§ **Records drawn from a dataset**:

PR #657, opened 2020-09-09
Add support for sending raw emails via SES

carlisom:
Adding support for sending raw emails to allow for erlcloud to send attachments via SES. 

Keep the implemented function options the same as other ses functions and did not add options for the following:
* ConfigurationSetName
* FromArn
* ReturnPathArn
* SourceArn
* Tags.member.N

### DIFF
--- a/src/erlcloud_ses.erl
+++ b/src/erlcloud_ses.erl
@@ -12,7 +12,6 @@
 %%  * ListIdentityPolicies
 %%  * ListVerifiedEmailAddresses (deprecated; use ListIdentities)
 %%  * PutIdentityPolicy
-%%  * SendRawEmail
 %%  * VerifyEmailAddress (deprecated; use VerifyEmailIdentity)
 %%
 %% @end
@@ -43,6 +42,8 @@
 -export([send_custom_verification_email/2, send_custom_verification_email/3]).
 
 -export([send_email/4, send_email/5, send_email/6]).
+
+-export([send_raw_email/1, send_raw_email/2, send_raw_email/3]).
 
 -export([set_identity_dkim_enabled/2, set_identity_dkim_enabled/3]).
 -export([set_identity_feedback_forwarding_enabled/2, set_identity_feedback_forwarding_enabled/3]).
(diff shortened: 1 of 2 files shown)


src/erlcloud_ses.erl
```diff
@@ -1093,6 +1160,12 @@ encode_destination(ToAddress, Acc) when is_list(ToAddress); is_binary(ToAddress)
     %% Single entry
     encode_destination_pairs([{to_addresses, [ToAddress]}], Acc).
 
+encode_destinations({destination_addresses, Destinations}, Acc) ->
```
nalundgaard, line 1163: why `destination_addresses` and not `destinations`?

src/erlcloud_ses.erl
```diff
@@ -732,6 +733,68 @@ send_email(Destination, Body, Subject, Source, Opts, Config) ->
...
+%% {ok, [{message_id, "00000131d51d2292-159ad6eb-077c-46e6-ad09-ae7c05925ed4-000000"}]} =
+%%     erlcloud_ses:send_raw_email(<<"From: b@from.com\nTo: a@to.com\nSubject: Subject\nMIME-Version: 1.0\nContent-type: Multipart/Mixed; boundary=\"NextPart\"\n\n--NextPart\nContent-Type: text/plain\n\nEmail Body\n\n--NextPart--">>, []).
+%% '
+%%
+%% All supported inputs.
+%%
+%% `
+%%  {ok, [{message_id, "00000131d51d2292-159ad6eb-077c-46e6-ad09-ae7c05925ed4-000000"}]} =
+%% erlcloud_ses:send_email(<<"To: d@to.com\nCC: c@cc.com\nBCC: a@bcc.com, b@bcc.com\nSubject: Subject\nMIME-Version: 1.0\nContent-type: Multipart/Mixed; boundary=\"NextPart\"\n\n--NextPart\nContent-Type: text/plain\n\nEmail Body\n\n--NextPart--">>,
+%%                         [{destinations,{destination_addressed, [<<"a@bcc.com">>, "b@bcc.com", <<"c@cc.com">>, "d@to.com"]}},
```
nalundgaard, line 779: destination_addressed looks wrong

src/erlcloud_ses.erl
carlisom: I have `destinations` as the top level option and used `destination_addresses` to be similar to `to_addresses, cc_addresses, bcc_addresses` in the send_email functionality.

I could rework the function to accept either a single email address or a list of email addresses passed in via the tuple `{destinations, [emails()]}`. The main issues I am trying to solve for is knowing a list of addresses vs a string address.

src/erlcloud_ses.erl
```diff
@@ -1128,6 +1201,12 @@ encode_opts([{reply_to_addresses, List} | T], Acc) ->
 encode_opts([{return_path, ReturnPath} | T], Acc) ->
     encode_opts(T, [{"ReturnPath", ReturnPath} | Acc]).
 
+encode_raw_opts([], Acc) ->
+    Acc;
+encode_raw_opts([{source, Source} | T], Acc) when is_list(Source); is_binary(Source) ->
+    encode_raw_opts(T, [{"Source", Source} | Acc]);
+encode_raw_opts([{destinations, Destination} | T], Acc) ->
+    encode_raw_opts(T, encode_destinations(Destination, Acc)).
```
nalundgaard, line 1209: Why do you pass Acc into `encode_destinations(Destination, Acc)`?

src/erlcloud_ses.erl
carlisom: The issues is [here](https://github.com/erlcloud/erlcloud/pull/657/files#diff-c45cdf8adff42f1b80f94fd8c2e2be6eR742-R745).
```-type send_raw_email_destinations() :: email() | {destination_addresses, emails()}.

-type send_raw_email_opt() :: {source, email()} |
                              {destinations, send_raw_email_destinations()}.
```
supporting `send_raw_email_destinations()` to be `email() | {destination_addresses, emails()}` or `email() | {destination_addresses, [emails()]}`

src/erlcloud_ses.erl
nalundgaard: NVM, I see the point there.

carlisom: So the values can be added to the current `Acc` but I will rework this to have the values returned from `encode_destinations` to be the head of the `Acc` and return `[encode_destinations(Destination) | Acc]`

src/erlcloud_ses.erl
nalundgaard: I get that `email()` can be string or binary, which sucks, but it's not too hard to pattern match string/binary vs. list of string/binary:

```erlang
encode_destinations([Dest|_T] = Destinations, Acc) when is_list(Dest); is_binary(Dest) ->
    encode_list("Destinations", Destinations, Acc);
encode_destinations(ToAddress, Acc) when is_list(ToAddress); is_binary(ToAddress) ->
    encode_destinations([ToAddress], Acc).
```

Seems like it's just awkward to write `[{destinations, {destination_addresses, [...]}}]` when it's pretty straightforward to discriminate between the 2 classes. If we supported `iolist()` that would be another story, but I don't think there is a need there.

src/erlcloud_ses.erl
carlisom: I can do this but this breaks from the style of the module where functions always are passes the `Acc`
Example [here](https://github.com/erlcloud/erlcloud/blob/master/src/erlcloud_ses.erl#L1012-L1019)
```erlang
encode_params([], Acc) ->
    lists:reverse(Acc);
encode_params([{body, Body} | T], Acc) ->
    encode_params(T, encode_body(Body, Acc));
encode_params([{destination, Destination} | T], Acc) ->
    encode_params(T, encode_destination(Destination, Acc));
encode_params([{email_address, EmailAddress} | T], Acc) when is_list(EmailAddress); is_binary(EmailAddress) ->
    encode_params(T, [{"EmailAddress", EmailAddress} | Acc]);
```

When a function is called, the current `Acc` is currently passed in vs when adding a sing value to the `Acc`

nalundgaard (approved):
LGTM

§ **Exercise details**: The job here is to find each line above with the word "ToAddress" and copy it.

§ **Response to the task**:
@@ -1093,6 +1160,12 @@ encode_destination(ToAddress, Acc) when is_list(ToAddress); is_binary(ToAddress)
     encode_destination_pairs([{to_addresses, [ToAddress]}], Acc).
encode_destinations(ToAddress, Acc) when is_list(ToAddress); is_binary(ToAddress) ->
    encode_destinations([ToAddress], Acc).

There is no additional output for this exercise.